Barriers to Embryonic Stem Cell Treatments

Embryonic stem cells are widely touted as having the potential to cure serious diseases and heal devastating injuries. Embryonic stem cells are obtained initially by destroying embryos and, theoretically, can then be reproduced indefinitely. Embryonic stem cell therapies are currently not available to treat any human diseases or injuries. While research is ongoing and clinical trials are beginning, there are certain hurdles that have so far limited the potential of embryonic stem cells.

Any embryonic stem cells that may currently be used in a treatment have a different genetic makeup than the patient. Because they come from a genetically distinct donor, they are sometimes called heterologous stem cells or allogenic stem cells. The problem with heterologous stem cell transplants is the same as with any other heterologous tissue or organ transplant. The patient's immune system sees these genetically distinct cells as foreign and treats them as invaders. This phenomenon is called immune system rejection.

In organ transplants, immune system rejection requires the use of powerful anti-rejection drugs. Side effects of anti-rejection drugs can include high blood pressure, kidney and liver toxicity, and increased susceptibility to infection, depending on which drugs are used (Peters 2003). Treatments using transplants of heterologous stem cells would likely require the use of anti-rejection drugs, just as with organ transplants. In this case, the risks of the medications must be compared with the benefits of treatment.

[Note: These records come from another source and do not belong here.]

PR #31, opened 2021-01-26
Bug 1687491 - Implement a dispatcher and add an instance to the Glean singleton

brizental:
This is part 1. 

Other PRs will come for actually using this dispatcher on the external APIs.

### DIFF
--- a/src/dispatcher.ts
+++ b/src/dispatcher.ts
@@ -112,8 +112,7 @@ class Dispatcher {
    *
    * # Note
    *
-   * Will not enqueue in case the dispatcher has not been initialized yet (i.e. `flushInit` has not been called yet)
-   * and the queues length will exceed `maxPreInitQueueSize`.
+   * Will not enqueue in case the dispatcher has not been initialized yet and the queues length exceeds `maxPreInitQueueSize`.
    *
    * @param task The task to enqueue.
    *
@@ -136,7 +135,7 @@ class Dispatcher {
   }
 
   /**
-   * Flushes the tasks enqueued while the dispatcher was uuninitialized.
+   * Flushes the tasks enqueued while the dispatcher was uninitialized.
    *
    * This is a no-op in case the dispatcher is not in an uninitialized state.
    */
--- a/src/dispatcher.ts
+++ b/src/dispatcher.ts
@@ -1,0 +1,175 @@
+/* This Source Code Form is subject to the terms of the Mozilla Public
+ * License, v. 2.0. If a copy of the MPL was not distributed with this
+ * file, You can obtain one at http://mozilla.org/MPL/2.0/. */
+
+// The possible states a dispatcher instance can be in.
+const enum DispatcherState {
+  // The dispatcher has not been initialized yet.
+  //
+  // When the dispatcher is in this state it will not enqueue
+  // more than `maxPreInitQueueSize` tasks.
+  Uninitialized,
+  // There are no commands queued and the dispatcher is idle.
+  Idle,
+  // The dispatcher is currently processing queued tasks.
+  Processing,
+  // The dispatcher is blocked, tasks queued will not be immediatelly processed.
+  Blocked,
+}
+
+// The possible commands to be processed by the dispatcher.
+const enum Commands {
+  Task,
+  Block,
+}
+
+// A task the dispatcher knows how to execute.
+type Task = () => Promise<void>;
+
+// An executable command.
+type Command = {
+  task: Task,
+  command: Commands.Task
+} | {
+  command: Commands.Block
+};
+
+/**
+ * A task dispatcher for async tasks.
+ *
+ * Will make sure tasks are execute in order.
+ */
+class Dispatcher {
+  // A FIFO queue of tasks to execute.
+  private queue: Command[];
+  // The current state of this dispatcher.
+  private state: DispatcherState;
+  // A promise contianing the current execution promise.
+  //
+  // This is `undefined` in case there is no ongoing execution of tasks.
+  private currentJob?: Promise<void>;
+
+  constructor(readonly maxPreInitQueueSize = 100) {
+    this.queue = [];
+    this.state = DispatcherState.Uninitialized;
+  }
+
+  /**
+   * Gets the oldest command added to the queue.
+   *
+   * @returns The oldest command or `undefined` if the queue is empty.
+   */
+  private getNextCommand(): Command | undefined {
+    return this.queue.shift();
+  }
+
+  /**
+   * Enqueues a Block command at the start of the queue.
+   */
+  private block(): void {
+    this.queue.unshift({ command: Commands.Block });
+  }
+
+  /**
+   * Executes all the commands in the queue, from oldest to newest.
+   *
+   * Stops on case a `Block` command is encountered.
+   */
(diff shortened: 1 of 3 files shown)


src/dispatcher.ts
```diff
@@ -0,0 +1,175 @@
...
+  // The dispatcher is currently processing queued tasks.
+  Processing,
+  // The dispatcher is blocked, tasks queued will not be immediatelly processed.
+  Blocked,
+}
+
+// The possible commands to be processed by the dispatcher.
+const enum Commands {
+  Task,
+  Block,
```
brizental, line 23: `Block` may have been a bad terminology choice. `Stop` might be better.

Also, I missed adding docs to each variant here...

The problems of immune system rejection can only be overcome in humans through the use of therapeutic cloning. Therapeutic cloning has so far not been successful in humans. In addition, bioethicists have raised significant ethical objections to human cloning which must be resolved.

Much of the current research on embryonic stem cells has been done on mice. In mice, researchers have the advantage of being able to use syngenic stem cells — that is, embryonic stem cells with the same genetic makeup as the host — due to the extensive selective breeding that has been done on laboratory mice.

With syngenic embryonic stem cells, researchers have had great difficulty causing the stem cells to differentiate properly. For example (Nussbaum 2007), in experimental heart disease treatment, the goal of the research is to cause the stem cells to become heart muscle cells, but doing this in vivo (that is, inside the body) has been challenging. Instead, the stem cells form masses of undifferentiated cells. These non-cancerous tumors are called teratomas. Even when placed in injured heart tissue, which hypothetically should give chemical cues to the stem cells to become heart muscle cells, the stem cells instead form teratomas. Research continues on how to solve this significant problem.

With allogenic embryonic stem cells, the teratomas are eliminated by the immune system and therefore do not cause problems. Unfortunately, they also do not help treat the disease they are intended to treat.

• Thomas Peters, M.D. "Transplant Drugs: Medicines That Prevent Rejection." aakpRENALIFE (newsletter) 2003 November;19:3.
• Jeannette Nussbaum, Elina Minami, Michael Laflamme, Jitka Virag, Carol Ware, Amanda Masino, Veronica Muskheli, Lil Pabon, Hans Reinecke, and Charles Murry. "Transplantation of undifferentiated murine embryonic stem cells in the heart: teratoma formation and immune response." The FASEB Journal (Journal of the Federation of American Societies for Experimental Biology) 2007;21:1345-1357.